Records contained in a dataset
——
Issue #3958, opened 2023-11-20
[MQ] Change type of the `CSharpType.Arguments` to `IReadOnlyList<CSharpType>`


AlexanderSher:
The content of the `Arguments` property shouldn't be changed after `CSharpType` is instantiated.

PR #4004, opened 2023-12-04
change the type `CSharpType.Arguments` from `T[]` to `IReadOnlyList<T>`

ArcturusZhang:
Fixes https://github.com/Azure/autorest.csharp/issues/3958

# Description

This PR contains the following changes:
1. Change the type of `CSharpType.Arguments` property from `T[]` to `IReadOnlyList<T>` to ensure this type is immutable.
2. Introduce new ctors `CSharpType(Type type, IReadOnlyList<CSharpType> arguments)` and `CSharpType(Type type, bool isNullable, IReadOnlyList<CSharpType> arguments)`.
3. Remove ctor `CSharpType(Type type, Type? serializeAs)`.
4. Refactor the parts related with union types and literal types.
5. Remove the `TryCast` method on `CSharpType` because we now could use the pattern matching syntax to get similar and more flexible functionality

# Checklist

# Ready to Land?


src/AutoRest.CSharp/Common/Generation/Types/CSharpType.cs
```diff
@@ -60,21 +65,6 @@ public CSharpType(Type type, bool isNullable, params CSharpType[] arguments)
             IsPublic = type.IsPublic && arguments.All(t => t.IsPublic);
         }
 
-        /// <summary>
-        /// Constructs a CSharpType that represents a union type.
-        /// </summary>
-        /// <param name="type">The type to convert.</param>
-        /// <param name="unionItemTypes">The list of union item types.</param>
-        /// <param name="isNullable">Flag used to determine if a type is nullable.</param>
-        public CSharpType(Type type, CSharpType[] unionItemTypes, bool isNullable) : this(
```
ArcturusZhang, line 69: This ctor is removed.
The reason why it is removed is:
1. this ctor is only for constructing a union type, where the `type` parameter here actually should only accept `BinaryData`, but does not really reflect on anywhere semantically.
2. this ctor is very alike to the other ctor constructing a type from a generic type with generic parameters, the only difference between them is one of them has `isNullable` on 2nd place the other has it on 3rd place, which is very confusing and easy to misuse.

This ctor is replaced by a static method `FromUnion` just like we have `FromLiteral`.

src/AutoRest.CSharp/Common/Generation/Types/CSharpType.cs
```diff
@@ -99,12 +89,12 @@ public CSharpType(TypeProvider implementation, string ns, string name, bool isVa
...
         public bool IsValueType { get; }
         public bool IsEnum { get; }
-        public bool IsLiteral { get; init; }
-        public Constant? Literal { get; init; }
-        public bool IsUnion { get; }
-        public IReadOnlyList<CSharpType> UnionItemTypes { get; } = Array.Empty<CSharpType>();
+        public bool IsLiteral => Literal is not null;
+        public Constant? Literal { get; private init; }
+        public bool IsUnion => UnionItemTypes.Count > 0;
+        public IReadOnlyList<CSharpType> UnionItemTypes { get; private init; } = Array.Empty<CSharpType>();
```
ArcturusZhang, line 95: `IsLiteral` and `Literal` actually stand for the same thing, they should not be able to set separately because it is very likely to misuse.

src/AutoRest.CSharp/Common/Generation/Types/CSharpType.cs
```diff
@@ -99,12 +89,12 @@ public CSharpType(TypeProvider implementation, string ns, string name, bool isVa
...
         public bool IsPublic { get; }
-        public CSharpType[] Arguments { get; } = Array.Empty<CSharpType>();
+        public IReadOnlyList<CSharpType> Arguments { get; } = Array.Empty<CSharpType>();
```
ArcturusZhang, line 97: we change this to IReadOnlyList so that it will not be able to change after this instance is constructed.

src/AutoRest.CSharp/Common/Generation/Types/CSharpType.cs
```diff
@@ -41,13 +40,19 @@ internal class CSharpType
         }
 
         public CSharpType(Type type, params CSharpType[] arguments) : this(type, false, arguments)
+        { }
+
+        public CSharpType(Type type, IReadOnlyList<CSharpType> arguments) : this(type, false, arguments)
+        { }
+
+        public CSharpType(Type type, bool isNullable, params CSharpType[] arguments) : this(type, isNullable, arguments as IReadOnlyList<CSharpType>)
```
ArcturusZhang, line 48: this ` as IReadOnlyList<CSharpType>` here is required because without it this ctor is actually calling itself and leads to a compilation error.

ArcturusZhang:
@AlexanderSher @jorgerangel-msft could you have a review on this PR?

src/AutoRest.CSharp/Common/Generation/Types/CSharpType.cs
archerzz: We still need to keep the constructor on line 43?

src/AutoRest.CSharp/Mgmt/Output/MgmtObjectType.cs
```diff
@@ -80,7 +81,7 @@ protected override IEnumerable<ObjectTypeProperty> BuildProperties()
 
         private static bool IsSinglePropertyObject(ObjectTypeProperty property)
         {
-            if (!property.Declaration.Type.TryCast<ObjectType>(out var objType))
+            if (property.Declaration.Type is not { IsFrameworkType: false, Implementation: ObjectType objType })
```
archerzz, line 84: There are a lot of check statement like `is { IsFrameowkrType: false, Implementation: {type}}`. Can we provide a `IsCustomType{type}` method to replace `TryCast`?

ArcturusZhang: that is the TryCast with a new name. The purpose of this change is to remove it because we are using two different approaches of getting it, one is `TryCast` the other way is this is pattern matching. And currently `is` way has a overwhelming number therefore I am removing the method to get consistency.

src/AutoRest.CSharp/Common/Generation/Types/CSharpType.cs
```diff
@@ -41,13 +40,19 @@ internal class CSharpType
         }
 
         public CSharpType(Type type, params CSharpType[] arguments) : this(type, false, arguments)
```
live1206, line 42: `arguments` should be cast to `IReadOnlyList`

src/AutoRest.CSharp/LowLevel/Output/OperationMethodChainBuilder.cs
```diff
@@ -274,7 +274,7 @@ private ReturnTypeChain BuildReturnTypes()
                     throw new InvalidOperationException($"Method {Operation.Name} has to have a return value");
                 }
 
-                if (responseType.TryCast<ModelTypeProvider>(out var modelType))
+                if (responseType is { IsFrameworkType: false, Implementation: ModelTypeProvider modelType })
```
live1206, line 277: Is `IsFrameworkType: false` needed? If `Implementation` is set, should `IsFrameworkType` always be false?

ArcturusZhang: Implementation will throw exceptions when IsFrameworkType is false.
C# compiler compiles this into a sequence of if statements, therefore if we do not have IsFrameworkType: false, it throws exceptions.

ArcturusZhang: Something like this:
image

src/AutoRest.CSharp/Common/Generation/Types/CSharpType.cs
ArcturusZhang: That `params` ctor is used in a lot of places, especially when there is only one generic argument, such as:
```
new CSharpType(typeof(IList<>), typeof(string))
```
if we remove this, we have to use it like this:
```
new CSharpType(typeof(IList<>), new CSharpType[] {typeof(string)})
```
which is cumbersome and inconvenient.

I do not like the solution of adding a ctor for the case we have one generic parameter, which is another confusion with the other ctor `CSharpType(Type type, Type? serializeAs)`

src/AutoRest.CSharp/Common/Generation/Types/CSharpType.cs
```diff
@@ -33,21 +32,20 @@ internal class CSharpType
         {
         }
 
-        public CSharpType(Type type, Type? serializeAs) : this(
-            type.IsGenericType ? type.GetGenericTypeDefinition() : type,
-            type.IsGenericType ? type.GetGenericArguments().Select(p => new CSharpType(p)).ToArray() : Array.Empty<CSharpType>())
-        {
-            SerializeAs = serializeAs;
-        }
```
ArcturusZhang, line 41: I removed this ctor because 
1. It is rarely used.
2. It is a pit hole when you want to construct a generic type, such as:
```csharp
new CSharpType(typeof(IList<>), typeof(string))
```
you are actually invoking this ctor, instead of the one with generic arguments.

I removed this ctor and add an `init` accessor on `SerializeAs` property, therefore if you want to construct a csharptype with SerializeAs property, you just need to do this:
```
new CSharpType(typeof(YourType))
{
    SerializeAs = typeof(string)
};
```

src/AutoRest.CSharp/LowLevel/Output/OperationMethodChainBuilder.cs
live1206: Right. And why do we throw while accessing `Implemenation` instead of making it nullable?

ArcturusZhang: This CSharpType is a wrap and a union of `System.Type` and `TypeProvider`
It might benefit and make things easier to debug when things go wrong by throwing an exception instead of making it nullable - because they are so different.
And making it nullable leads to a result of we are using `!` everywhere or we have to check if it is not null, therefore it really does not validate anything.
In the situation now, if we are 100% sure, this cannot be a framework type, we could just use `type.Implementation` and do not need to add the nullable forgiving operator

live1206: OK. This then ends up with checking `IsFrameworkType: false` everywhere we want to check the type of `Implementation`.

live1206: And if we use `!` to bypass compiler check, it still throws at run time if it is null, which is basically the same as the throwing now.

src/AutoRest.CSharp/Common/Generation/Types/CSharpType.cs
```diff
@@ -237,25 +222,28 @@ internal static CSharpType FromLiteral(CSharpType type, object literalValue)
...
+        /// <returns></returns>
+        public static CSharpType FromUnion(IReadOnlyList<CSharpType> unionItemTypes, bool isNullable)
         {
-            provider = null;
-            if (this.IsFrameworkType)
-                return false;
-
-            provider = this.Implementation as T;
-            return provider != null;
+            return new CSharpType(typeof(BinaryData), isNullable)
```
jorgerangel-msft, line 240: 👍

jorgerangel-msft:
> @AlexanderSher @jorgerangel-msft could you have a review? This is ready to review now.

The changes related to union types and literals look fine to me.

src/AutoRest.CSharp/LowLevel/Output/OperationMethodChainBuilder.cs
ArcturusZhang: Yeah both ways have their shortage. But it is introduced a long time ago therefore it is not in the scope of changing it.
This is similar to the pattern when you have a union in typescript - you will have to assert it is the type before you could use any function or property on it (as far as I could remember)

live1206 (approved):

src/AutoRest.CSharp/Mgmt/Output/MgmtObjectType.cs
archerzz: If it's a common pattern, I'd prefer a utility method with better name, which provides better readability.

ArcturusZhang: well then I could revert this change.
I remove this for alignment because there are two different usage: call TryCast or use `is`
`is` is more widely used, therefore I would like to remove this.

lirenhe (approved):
——
*ACTIVITY*. Where a line of the records has the string "which", copy that line.

*RESPONSE TO THIS EXERCISE*.
2. this ctor is very alike to the other ctor constructing a type from a generic type with generic parameters, the only difference between them is one of them has `isNullable` on 2nd place the other has it on 3rd place, which is very confusing and easy to misuse.
which is cumbersome and inconvenient.
I do not like the solution of adding a ctor for the case we have one generic parameter, which is another confusion with the other ctor `CSharpType(Type type, Type? serializeAs)`
live1206: And if we use `!` to bypass compiler check, it still throws at run time if it is null, which is basically the same as the throwing now.
archerzz: If it's a common pattern, I'd prefer a utility method with better name, which provides better readability.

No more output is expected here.